Vanishing theorems for representation homology and the derived cotangent complex

Abstract

Let $G$ be a reductive affine algebraic group defined over a field $k$ of characteristic zero. In this paper, we study the cotangent complex of the derived $G$-representation scheme $ {\rm DRep}_G(X)$ of a pointed connected topological space $X$. We use an (algebraic version of) unstable Adams spectral sequence relating the cotangent homology of $ {\rm DRep}_G(X) $ to the representation homology $ {\rm HR}_*(X,G) := \pi_*{\mathcal O}[{\rm DRep}_G(X)] $ to prove some vanishing theorems for groups and geometrically interesting spaces. Our examples include virtually free groups, Riemann surfaces, link complements in $ {\mathbb R}^3 $ and generalized lens spaces.
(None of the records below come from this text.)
PR #4885, opened 2022-03-27
store uploaded video filename

### LINKED ISSUE #4731: Display video file name for video owner
When a user creates different versions of a video it good to know which of the file that's published on the PeerTube instance.

Video/channel owners can see the filename of the uploaded video file.

Either the filename is shown in the watch view or in the update view. I think YouTube has this functionality, but I don't know how they're showing it.

kontrollanten:
## Description
Stores filename of uploaded video files. Shown under Advanced settings.

## Related issues
closes #4731

## Has this been tested?

## Screenshots
image

### DIFF
--- a/client/src/app/+videos/+video-edit/shared/video-edit.component.html
+++ b/client/src/app/+videos/+video-edit/shared/video-edit.component.html
@@ -343,6 +343,17 @@
           </div>
 
           <div class="col-md-12 col-xl-4">
+            <div class="form-group">
+              <label i18n for="filename">Filename</label>
+              <my-help>
+                <ng-template ptTemplate="preHtml">
+                  <ng-container i18n>
+                    Name of the uploaded file
+                  </ng-container>
+                </ng-template>
+              </my-help>
+              <input type="text" [disabled]="true" id="filename" class="form-control" [value]="videoToUpdate.sources[0].filename" />
+            </div>
             <div class="form-group originally-published-at">
               <label i18n for="originallyPublishedAt">Original publication date</label>
               <my-help>
--- a/server/controllers/api/videos/upload.ts
+++ b/server/controllers/api/videos/upload.ts
@@ -44,6 +44,7 @@ import {
 import { ScheduleVideoUpdateModel } from '../../../models/video/schedule-video-update'
 import { VideoModel } from '../../../models/video/video'
 import { VideoFileModel } from '../../../models/video/video-file'
+import { VideoSourceModel } from '@server/models/video/video-source'
 
 const lTags = loggerTagsFactory('api', 'video')
 const auditLogger = auditLoggerFactory('videos')
@@ -151,6 +152,7 @@ async function addVideo (options: {
   video.url = getLocalVideoActivityPubUrl(video) // We use the UUID, so set the URL after building the object
 
   const videoFile = await buildNewFile(videoPhysicalFile)
+  const originalFilename = videoPhysicalFile.filename
 
   // Move physical file
   const destination = VideoPathManager.Instance.getFSVideoFileOutputPath(video, videoFile)
@@ -180,6 +182,11 @@ async function addVideo (options: {
     await videoFile.save(sequelizeOptions)
 
     video.VideoFiles = [ videoFile ]
+
+    await VideoSourceModel.create({
+      filename: originalFilename,
+      videoId: video.id
+    }, { transaction: t })
 
     await setVideoTags({ video, tags: videoInfo.tags, transaction: t })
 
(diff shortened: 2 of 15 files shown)


server/initializers/migrations/0710-video-source.ts
```diff
@@ -0,0 +1,50 @@
+import * as Sequelize from 'sequelize'
+
+async function up (utils: {
+  transaction: Sequelize.Transaction
+  queryInterface: Sequelize.QueryInterface
+  sequelize: Sequelize.Sequelize
+  db: any
+}): Promise<void> {
+  {
+    await utils.queryInterface.createTable('videoSource', {
```
Chocobozzz, line 10: Prefer using sequelize raw query (available in logs at startup)

server/models/video/formatter/video-format-utils.ts
```diff
@@ -182,7 +182,7 @@ function videoModelToFormattedDetailsJSON (video: MVideoFormattableDetails): Vid
 
   const tags = video.Tags ? video.Tags.map(t => t.name) : []
 
-  const detailsJSON = {
+  const detailsJSON: any = {
```
Chocobozzz, line 185: Please don't use `any` type

server/models/video/video.ts
```diff
@@ -597,6 +598,15 @@ export class VideoModel extends Model<Partial<AttributesOnly<VideoModel>>> {
   })
   VideoPlaylistElements: VideoPlaylistElementModel[]
 
+  @HasMany(() => VideoSourceModel, {
```
Chocobozzz, line 601: I'm not sure to understand how a video may have multiple source files

kontrollanten: If uploading a new file it would be possible to store the old version while transcoding the new. Theoretically it would also be possible to save the old version to let the user be able to rollback to the old version, I'm not sure if there's any use case for that though.

server/controllers/api/videos/upload.ts
```diff
@@ -181,6 +183,11 @@ async function addVideo (options: {
 
     video.VideoFiles = [ videoFile ]
 
+    await VideoSourceModel.create({
```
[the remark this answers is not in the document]
kontrollanten: Yes, but currently I guess it wouldn't add any value since they don't have any meaningful filename.

server/initializers/migrations/0710-video-source.ts
kontrollanten: May I ask why?

client/src/app/+videos/+video-edit/shared/video-edit.component.html
```diff
@@ -343,6 +343,17 @@
           </div>
 
           <div class="col-md-12 col-xl-4">
+            <div class="form-group">
```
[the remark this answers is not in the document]
kontrollanten: It's disabled, the form-group class is only for the styling. I couldn't come up with any other design that was consistent with the rest of the page.

server/initializers/migrations/0710-video-source.ts
Chocobozzz: To ensure we have the same table schema as a new peertube installation

server/models/video/video.ts
Chocobozzz: I prefer to not design the database according to a potential future use case. So let's keep things simple and just have 1:1 relation between these tables.

Chocobozzz (changes requested):
Please add openapi documentation

server/models/video/video.ts
```diff
@@ -597,6 +598,15 @@ export class VideoModel extends Model<Partial<AttributesOnly<VideoModel>>> {
   })
   VideoPlaylistElements: VideoPlaylistElementModel[]
 
+  @HasOne(() => VideoSourceModel, {
+    foreignKey: {
+      name: 'videoId',
+      allowNull: true
+    },
+    onDelete: 'set null'
```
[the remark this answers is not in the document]
kontrollanten: True, I defined that in the VideoSource model. I'll remove it from there.

server/middlewares/validators/videos/video-source.ts
```diff
@@ -0,0 +1,44 @@
...
+} from '../shared'
+
+const videoSourceGetValidator = [
+  isValidVideoIdParam('id'),
+
+  async (req: express.Request, res: express.Response, next: express.NextFunction) => {
+    logger.debug('Checking videoSourceGet parameters', { parameters: req.params })
+
+    if (areValidationErrors(req, res)) return
+    if (!await doesVideoExist(req.params.id, res, 'for-api')) return
```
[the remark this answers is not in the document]
Chocobozzz: Hum I think you're right. I assumed that we should use the SEE right, since we just see the video filename. But maybe the UPDATE right is more appropriate.

Then you can use `checkUserCanManageVideo` function

kontrollanten:
Ping @Chocobozzz

PR #4903, opened 2022-04-07
object-storage: @aws-sdk/lib-storage for multipart

kontrollanten:
## Description
Use [@aws-sdk/lib-storage](https://github.com/aws/aws-sdk-js-v3/tree/main/lib/lib-storage) for multipart upload

## Related issues
#3407 

## Has this been tested?

- [x] 👍 yes, current tests covers this

### DIFF
--- a/server/tests/api/object-storage/videos.ts
+++ b/server/tests/api/object-storage/videos.ts
@@ -3,7 +3,13 @@
 import 'mocha'
 import * as chai from 'chai'
 import { merge } from 'lodash'
-import { checkTmpIsEmpty, expectLogDoesNotContain, expectStartWith, generateHighBitrateVideo, MockObjectStorage } from '@server/tests/shared'
+import {
+  checkTmpIsEmpty,
+  expectLogDoesNotContain,
+  expectStartWith,
+  generateHighBitrateVideo,
+  MockObjectStorage
+} from '@server/tests/shared'
 import { areObjectStorageTestsDisabled } from '@shared/core-utils'
 import { HttpStatusCode, VideoDetails } from '@shared/models'
 import {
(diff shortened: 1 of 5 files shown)


server/tests/api/object-storage/videos.ts
```diff
@@ -107,17 +107,18 @@ async function checkFiles (options: {
 }
 
 function runTestSuite (options: {
+  fixture?: string
```
Chocobozzz, line 110: I don't understand why you removed `maxUploadPart` and instead use a big fixture

kontrollanten: Since lib-storage has a minimum limit at 5 mb for the parts, so the old test will make lib-storage to through an error.

https://github.com/aws/aws-sdk-js-v3/blob/4d9f581de6633dd0a7cde71b094fdb07fe2910dc/lib/lib-storage/src/Upload.ts#L27

Chocobozzz: Okay then could you try to generate the big video file to not increase repo side? Like https://github.com/Chocobozzz/PeerTube/blob/develop/server/tests/shared/generate.ts#L17

server/tests/api/object-storage/videos.ts
```diff
@@ -390,12 +397,17 @@ describe('Object storage for videos', function () {
     })
   })
 
-  describe('Test object storage with small upload part', function () {
+  describe('Test object storage with file bigger than upload part', function () {
+    let fixture
```
Chocobozzz, line 401: Please type `fixture`

server/tests/api/object-storage/videos.ts
```diff
@@ -390,12 +397,17 @@ describe('Object storage for videos', function () {
...
+
+    before(async function () {
+      fixture = await generateHighBitrateVideo()
```
Chocobozzz, line 404: Please ensure `fixture` size is greater than `max_upload_part`

Chocobozzz (changes requested):

Chocobozzz:
Thanks!

Issue #4934, opened 2022-04-22
Support forward proxying of object storage


noellabo:
**Describe the problem to be solved**

If you intend to configure external access from a service through a forward proxy, access to object storage is not supported. 

**Describe the solution you would like:**

Allows access to object storage via proxy when the administrator intends to use the forward proxy.

Chocobozzz:
Implemented in https://github.com/Chocobozzz/PeerTube/pull/4973

PR #4935, opened 2022-04-22
Support forward proxying of object storage

noellabo:
## Description

Allows access to object storage via proxy when the administrator intends to use the forward proxy. 

## Related issues

https://github.com/Chocobozzz/PeerTube/issues/4934

## Has this been tested?

I dont know what unit tests to write for this.

### DIFF
--- a/server/lib/object-storage/shared/client.ts
+++ b/server/lib/object-storage/shared/client.ts
@@ -1,21 +1,18 @@
 import { NodeHttpHandler } from "@aws-sdk/node-http-handler"
-import { HttpsProxyAgent } from 'https-proxy-agent'
-import { getProxy, isProxyEnabled } from '@server/helpers/proxy'
+import { getAgent } from '@server/helpers/requests'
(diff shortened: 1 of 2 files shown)


server/lib/object-storage/shared/client.ts
```diff
@@ -1,8 +1,23 @@
...
 import { lTags } from './logger'
 
+function getProxyRequestHandler () {
+
+  if (!isProxyEnabled()) { return new NodeHttpHandler() }
+
+  const proxy = getProxy()
+
+  return new NodeHttpHandler({
+    httpAgent: new HttpsProxyAgent(proxy),
```
Chocobozzz, line 16: Could you use `hpagent` instead? https://github.com/Chocobozzz/PeerTube/blob/develop/server/helpers/requests.ts#L165

Chocobozzz:
Closing in favour of https://github.com/Chocobozzz/PeerTube/pull/4973

PR #4977, opened 2022-05-10
(#4959) Add 'Originally Published At' sort option in videos pages

### LINKED ISSUE #4959: On Channel Page Add Option Sort by Original Publication Date

A lot of channels have a huge amount of videos uploaded in one day. They all have the same published on date but often users set the Original publication date to reflect when they first created the video or made it public on other video platforms etc. So it can be difficult to have an idea of the chronological order of the videos based on sorting by Recently Added.

On the channel page, eg., https://framatube.org/c/joinpeertube/videos
Add to the sort by drop down menu the option: Sort by "Original Publication Date"
And then it would sort newest to the top and oldest to the bottom based on video Original Publication Date. If a video doesn't have an Original Publication Date filled in then it would use the published on date.

Thanks!

Jlll1:
## Description
This allows the user to sort videos by the **Original publication date**, allowing them to differentiate between the date of publication on PeerTube and for example the date of publication on other platforms.

## Related issues
Resolves #4959 

## Has this been tested?

## Screenshots
image

### DIFF
--- a/client/src/app/shared/shared-video-miniature/video-filters-header.component.html
+++ b/client/src/app/shared/shared-video-miniature/video-filters-header.component.html
@@ -44,6 +44,7 @@
       [searchable]="false"
     >
       <ng-option i18n value="-publishedAt">Sort by <strong>"Recently Added"</strong></ng-option>
+      <ng-option i18n value="-originallyPublishedAt">Sort by <strong>"Originally Published At"</strong></ng-option>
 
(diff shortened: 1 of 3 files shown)


Jlll1:
Thank you!

Mike35538:
I don't see the option (Sort by "Original Publication Date") in the latest 4.2.0 or 4.2.1 versions. Did this get added to the latest PeerTube release?

Thanks

Chocobozzz:
@Mike35538 this  feature will be available in 4.3

PR #4484, opened 2021-10-23
Added "total views" in the my channels list

Poslovitch:
## Description

I added a "total views" counter for each channel in the "my-channels" list. (1)

Also made the followersCount consistent with other counters (if =0, "No followers"). (2)

However, I couldn't find a way to get around the "pagination" in the VideoService.

## Related issues

Closes https://github.com/Chocobozzz/PeerTube/issues/4331

## Has this been tested?

- [x] 🙅 no, because this PR does not update server code

## Screenshots

image

PR #5008, opened 2022-05-27
Display "No subscribers" in my-library instead of "0 subscribers"

Poslovitch:
## Description

It displays "No subscribers" instead of "0 subscribers" in the my-library, to follow what happens with the videos count.

## Related issues

It was originally part of https://github.com/Chocobozzz/PeerTube/pull/4484, but I decided to split it into its own PR.

## Has this been tested?

## Screenshots

image


Chocobozzz:
Thanks!

PR #433, opened 2025-04-24
add paybybank payment method

janpaepke:
This PR adds the new paybybank payment method

Info see here: https://www.mollie.com/payments/pay-by-bank

This PR replaces #432 because of #387.


edorivai (approved):
LGTM

PR #439, opened 2025-06-06
Update parameters.ts

n2k3:
Added missing `cancelUrl` from `PaymentData`


janpaepke:
Please always create an issue first, so we can discuss together wether or not this is the best solution.
This property is definitely not the only one missing here.

This is the corresponding issue for tracking: https://github.com/mollie/mollie-api-node/issues/441

I will close this issue, since we will have to recreate it anyway, due to #387

PR #461, opened 2025-11-26
feat: add OAuth API support

### LINKED ISSUE #456: Add OAuth API support
## Description

Add support for the Mollie OAuth API endpoints to enable OAuth token management for Mollie Connect applications.

## API Reference
https://docs.mollie.com/reference/oauth-api

### 1. Generate tokens
- **Method**: POST
- **Endpoint**: `/oauth2/tokens`
- **Purpose**: Exchange authorization code for access token, or refresh an access token
- **Request body**:
  - `grant_type`: 'authorization_code' | 'refresh_token' (required)
  - `code`: string | null (for authorization_code grant type)
  - `refresh_token`: string | null (for refresh_token grant type)
  - `redirect_uri`: string | null
- **Response**: Token object with:
  - `access_token`: string
  - `refresh_token`: string
  - `expires_in`: integer
  - `token_type`: 'bearer'
  - `scope`: string

### 2. Revoke tokens
- **Method**: DELETE
- **Endpoint**: `/oauth2/tokens`
- **Purpose**: Revoke an access token or refresh token
- **Request body**:
  - `token_type_hint`: 'access_token' | 'refresh_token' (required)
  - `token`: string (required)
- **Response**: Empty (204)

## Implementation Notes

- Both endpoints use OAuth client credentials (Basic Auth) instead of API keys
- The Authorize endpoint (browser redirect) does not need SDK implementation
- These endpoints are critical for Mollie Connect OAuth flow
- Revoking a refresh token revokes all associated access tokens

janpaepke:
## Summary

Adds support for the OAuth API endpoints, enabling applications to generate and revoke OAuth tokens programmatically.

## Changes

- **Added OAuth data model** in `src/data/oauth/` with Token response type and enums (GrantType, TokenType)
- **Implemented `OAuthBinder`** with `create()` for token generation and `revoke()` for token revocation
- **Added `rawRequest` to NetworkClient** as an escape hatch for endpoints that don't follow standard v2 conventions (OAuth uses Basic Auth, form-urlencoded body, and `/oauth2/tokens` endpoint)
- **Exported OAuth types** in `types.ts` and enums in `createMollieClient.ts`
- **Added unit tests** verifying request format (Basic Auth header, form-urlencoded body, discriminated union grant types)

The implementation uses discriminated unions on `grant_type` for type-safe token generation (authorization_code vs refresh_token grants).

## API Details

The OAuth API provides:
- Token generation via authorization code exchange
- Token generation via refresh token
- Token revocation for both access and refresh tokens

## Note

Unable to add integration tests as this endpoint requires OAuth application credentials. Unit tests verify the request format but cannot verify actual API behavior.

**This will be released as a beta first.**

## References

- Closes #456
- [OAuth API docs](https://docs.mollie.com/reference/oauth-api)
- [Generate tokens](https://docs.mollie.com/reference/oauth-generate-tokens)
- [Revoke token](https://docs.mollie.com/reference/oauth-revoke-token)

### DIFF
--- a/tests/unit/errors.test.ts
+++ b/tests/unit/errors.test.ts
@@ -1,4 +1,4 @@
-import { MollieApiError, MollieClient, PaymentCreateParams } from '../..';
+import { MollieApiError, MollieClient, OAuthGrantType, PaymentCreateParams } from '../..';
 import NetworkMocker, { getApiKeyClientProvider } from '../NetworkMocker';
 
 describe('errorHandling', () => {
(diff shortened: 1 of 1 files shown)


src/binders/oauth/OAuthBinder.ts
```diff
@@ -0,0 +1,58 @@
+import type NetworkClient from '../../communication/NetworkClient';
+import type Token from '../../data/oauth/data';
+import renege from '../../plumbing/renege';
+import type Callback from '../../types/Callback';
+import { type CreateParameters, type RevokeParameters } from './parameters';
+
+const endpoint = 'https://api.mollie.com/oauth2/tokens';
+
+const generateToken = (clientId: string, clientSecret: string) => Buffer.from(`${clientId}:${clientSecret}`).toString('base64');
```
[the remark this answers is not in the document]
janpaepke: Fixed in ced0899. Renamed to `encodeBasicAuthCredentials`.

src/binders/oauth/OAuthBinder.ts
```diff
@@ -0,0 +1,58 @@
+import type NetworkClient from '../../communication/NetworkClient';
+import type Token from '../../data/oauth/data';
+import renege from '../../plumbing/renege';
+import type Callback from '../../types/Callback';
+import { type CreateParameters, type RevokeParameters } from './parameters';
+
+const endpoint = 'https://api.mollie.com/oauth2/tokens';
```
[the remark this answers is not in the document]
janpaepke: Fixed in ced0899. Made endpoint a constructor parameter with the default value.

src/binders/oauth/parameters.ts
```diff
@@ -0,0 +1,82 @@
...
+ * Discriminated union based on `grant_type`:
+ * - `authorization_code`: requires `code`
+ * - `refresh_token`: requires `refresh_token`
+ */
+type GrantParameters = AuthorizationCodeGrant | RefreshTokenGrant;
+
+export type CreateParameters = OAuthCredentials &
+  GrantParameters & {
+    /**
+     * The URL the merchant is sent back to once the request has been authorized.
```
edorivai: Nit, seems that there is some additional info in the mollie docs (maybe added after you opened this PR?):

> The URL the merchant is sent back to once the request has been authorized. It must match the URL you set when registering your app.
> 
> For consecutive refresh token requests, this parameter is required only if the initial authorization code grant request also contained a `redirect_uri`.

src/communication/NetworkClient.ts
```diff
@@ -287,4 +287,15 @@ export default class NetworkClient {
     };
     return this.request(buildUrl(pathname), config);
   }
+
+  /**
+   * Low-level request method for endpoints that don't follow the standard Mollie API conventions.
+   * Allows full control over URL, headers, and body encoding while still using retry logic and error handling.
+   *
+   * @param url - Full URL (not relative to apiEndpoint)
```
edorivai: Tested in chrome that passing the full URL does what we expect - the `new URL(...)` constructor ignores the second param (which this NetworkClient) sets to the api endpoint. ✅ 

Guess the only question that leaves is whether all NodeJS versions that we want to support follow the exact same behavior.

tests/unit/resources/oauth.test.ts
```diff
@@ -0,0 +1,211 @@
...
+        const token = await bluster(mollieClient.oauth.create.bind(mollieClient.oauth))({
+          clientId: 'app_xxxxxx',
+          clientSecret: 'secret_xxxxxx',
+          grant_type: OAuthGrantType.authorization_code,
+          code: 'auth_code_xxxxxx',
+          redirect_uri: 'https://example.com/callback',
+        });
+
+        // Verify response
+        expect(token.access_token).toBe('access_xxxxxxxxxxxxxxxxxxxxxxxxxxxxxx');
```
edorivai: nit: extract these expected strings into consts, so we can be sure they're identical and we don't have to count `x`s

PR #473, opened 2026-03-16
chore: update dev dependencies

janpaepke:
## Summary

- Bump `@babel/core`, `@babel/plugin-transform-class-properties`, `@babel/preset-env`, `dotenv`, and `prettier` to latest minor versions
- Upgrade `@rollup/plugin-babel` from v6 to v7 (only drops Rollup 1 support, no other breaking changes)
- Upgrade `typescript` from v5 to v6
- Fix TS 6 breaking changes in tsconfig: explicit `moduleResolution: "node10"` with `ignoreDeprecations` flag, and explicit `rootDir` for declaration builds

## Test plan

- [x] `yarn build` passes
- [x] `yarn test` passes (53 suites, 160 tests)

### DIFF
--- a/package.json
+++ b/package.json
@@ -47,12 +47,12 @@
     "ruply": "^1.0.1"
   },
   "devDependencies": {
-    "@babel/core": "^7.0.0-0",
-    "@babel/plugin-transform-class-properties": "^7.27.1",
-    "@babel/preset-env": "^7.28.5",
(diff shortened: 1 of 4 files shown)


edorivai (approved):
LGTM.

Note to ourselves; maybe it's time to migrate back to npm from yarn. Also I think it's better to not use lockfiles for libraries like this.

PR #474, opened 2026-03-31
feat: add sort parameter to list endpoints

janpaepke:
## Summary
- Adds `SortParameter` type (`sort?: 'asc' | 'desc'`) to `src/types/parameters.ts`
- Mixes it into `PageParameters` for all 12 list endpoints that support it per the Mollie API docs: payments, orders, customers, chargebacks, subscriptions, terminals, refunds (all), customer payments, mandates, customer subscriptions, subscription payments, and balance transfers
- Adds JSDoc to `PaginationParameters` fields

## Test plan
- [x] TypeScript build passes
- [x] Verify `sort` param is correctly passed through to the API on list calls


edorivai (approved):
LGTM

PR #475, opened 2026-04-01
feat: add TestModeParameter type to replace inline testmode definitions

janpaepke:
## Summary
- Adds `TestModeParameter` interface to `src/types/parameters.ts`, mirroring the existing `SortParameter` approach
- Replaces all inline `testmode?: boolean` definitions across 19 binder parameter files with extends/intersections of the shared type
- Empty interfaces that only contained `testmode` were converted to intersected type aliases


edorivai (approved):
LGTM, nice cleanup

PR #480, opened 2026-06-24
feat: add storeCredentials parameter to payment create and order create

fjbender:
fixes #479

### DIFF
--- a/src/binders/payments/parameters.ts
+++ b/src/binders/payments/parameters.ts
@@ -82,6 +82,15 @@ export type CreateParameters = Pick<
      */
     cardToken?: string;
     /**
+     * Whether to store the customer's payment credentials for future payments. When set to `true`, the customer's card details can be used for subsequent payments without the customer having to re-enter
+     * their card information.
+     *
+     * Requires a `customerId` to be provided.
+     *
+     * @see https://docs.mollie.com/reference/create-payment
+     */
+    storeCredentials?: boolean;
+    /**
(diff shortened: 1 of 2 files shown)


src/binders/payments/parameters.ts
```diff
@@ -81,6 +81,15 @@ export type CreateParameters = Pick<
...
     cardToken?: string;
+    /**
+     * Whether to store the customer's payment credentials for future payments. When set to `true`, the customer's card details can be used for subsequent payments without the customer having to re-enter
+     * their card information.
+     *
+     * Requires a `customerId` to be provided.
+     *
+     * @see https://docs.mollie.com/reference/create-payment
+     */
+    storeCredentials?: boolean;
```
janpaepke, line 91: The JSDoc understates the API requirements. Mollie's create-payment reference requires `customerId`, `cardToken`, **and** the `creditcard` method to be specified — not just `customerId`. A consumer trusting this doc could send `storeCredentials: true` with only a `customerId` and hit a 422.

Suggest syncing to the official wording:

```suggestion
    /**
     * Whether the card details should be stored for the customer after a successful payment. This will create a mandate for the customer, allowing for future customer present saved-card CIT payments.
     *
     * Requires `customerId`, `cardToken`, and the `creditcard` method to be specified.
     *
     * @see https://docs.mollie.com/reference/create-payment
     */
    storeCredentials?: boolean;
```

janpaepke (approved):

PR #482, opened 2026-06-25
chore(deps): update dev dependencies and patch form-data advisory

janpaepke:
## What

- Minor/patch bumps across the build & tooling chain: `@rollup/plugin-babel`, `commitizen`, `dotenv`, `prettier`, `typescript`.
- Re-resolves the transitive `form-data` to **4.0.6**, clearing a **High** CRLF-injection advisory (npm 1120743) that showed up in the *production* dependency tree via `@types/node-fetch`.
- **CI (Node matrix):** scope `--ignore-engines` to the Node 14 job — `commitizen` 4.3.2 raised its `engines.node` floor to `>=18` and was aborting the Node 14 install — and extend the test matrix to **Node 22 & 24** with `fail-fast: false` so one version's failure no longer masks the others.
- **CI (action versions):** bump `actions/checkout` and `actions/setup-node` to **v6**, and move `github/codeql-action` off the deprecated **v2** to **v4** (no v6 exists). Enable yarn dependency caching via `cache: yarn` — `setup-node` v6 narrowed automatic caching to npm only, so without this the matrix re-fetches every dependency from scratch on each job.

## Notes

- All bumps verified locally: `yarn build` ✓, unit suite (110 tests) ✓, `yarn lint` ✓, and a read-only integration smoke test ✓.
- `form-data` needed no `resolutions` entry — the existing `^4.0.4` range already permits 4.0.6, so the lockfile was simply re-resolved.
- `yarn audit --groups dependencies` (production only) now reports **0 vulnerabilities** (was 1 High).
- No major upgrades included — those are blocked by the Node 14 CI floor (and `node-fetch` 3 by its ESM-only switch); tracked separately.
- The `--ignore-engines` scoping is deliberately limited to the Node 14 job: Node 18/20/22/24 keep strict engine checks, and the workaround disappears on its own once Node 14 is dropped from the matrix.
- Action majors pinned to the latest available: `checkout` and `setup-node` v6 (their newest is v7/v6 respectively — v6 chosen as the consistent floor), `codeql-action` v4 (latest; v2 is deprecated). CI is green across the full matrix.

### DIFF
--- a/.github/workflows/codeql.yml
+++ b/.github/workflows/codeql.yml
@@ -18,11 +18,11 @@ jobs:
       fail-fast: false
     steps:
       - name: Checkout
-        uses: actions/checkout@v4
+        uses: actions/checkout@v6
       - name: Initialize CodeQL
-        uses: github/codeql-action/init@v2
+        uses: github/codeql-action/init@v4
         with:
           config-file: ./.github/codeql-configuration.yml
           languages: javascript
       - name: Perform CodeQL Analysis
-        uses: github/codeql-action/analyze@v2
+        uses: github/codeql-action/analyze@v4
--- a/.github/workflows/test.yml
+++ b/.github/workflows/test.yml
@@ -10,8 +10,9 @@ jobs:
   test:
     runs-on: ubuntu-latest
     strategy:
+      fail-fast: false
       matrix:
-        node-version: [14.x, 18.x, 20.x]
+        node-version: [14.x, 18.x, 20.x, 22.x, 24.x]
     steps:
       - name: Checkout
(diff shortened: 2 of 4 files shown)


edorivai (approved):
Reviewed: the `--ignore-engines` scoping is done right — it's a per-job matrix conditional (`matrix.node-version == '14.x'`), not applied globally. form-data is transitive-only (re-resolved to 4.0.6, clearing the advisory); all dep bumps are dev-dep patch/minor. Confirmed the action version bumps exist: `checkout@v6`, `setup-node@v6`, `codeql-action@v4` are all real, current majors. LGTM.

In particular, for any f.g. virtually free group $ \Gamma $, we show that $\, {\rm HR}_i({\rm B}\Gamma, G) = 0 \,$ for all $ i > 0 $. For a closed Riemann surface $\Sigma_g $ of genus $ g \ge 1 $, we have $\, {\rm HR}_i(\Sigma_g, G) = 0 \,$ for all $ i > \dim G $. The sharp vanishing bounds for $ \Sigma_g $ depend actually on the genus: we conjecture that if $ g = 1 $, then $\, {\rm HR}_i(\Sigma_g, G) = 0 \,$ for $ i > {\rm rank}\,G $, and if $ g \ge 2 $, then $\, {\rm HR}_i(\Sigma_g, G) = 0 \,$ for $ i > \dim\,{\mathcal Z}(G) \,$, where $ {\mathcal Z}(G) $ is the center of $G$. We prove these bounds locally on the smooth locus of the representation scheme $ {\rm Rep}_G[\pi_1(\Sigma_g)]\,$ in the case of complex connected reductive groups. One important consequence of our results is the existence of a well-defined $K$-theoretic virtual fundamental class for $ {\rm DRep}_G(X)$ in the sense of Ciocan-Fontanine and Kapranov. We give a new `Tor formula' for this class in terms of functor homology.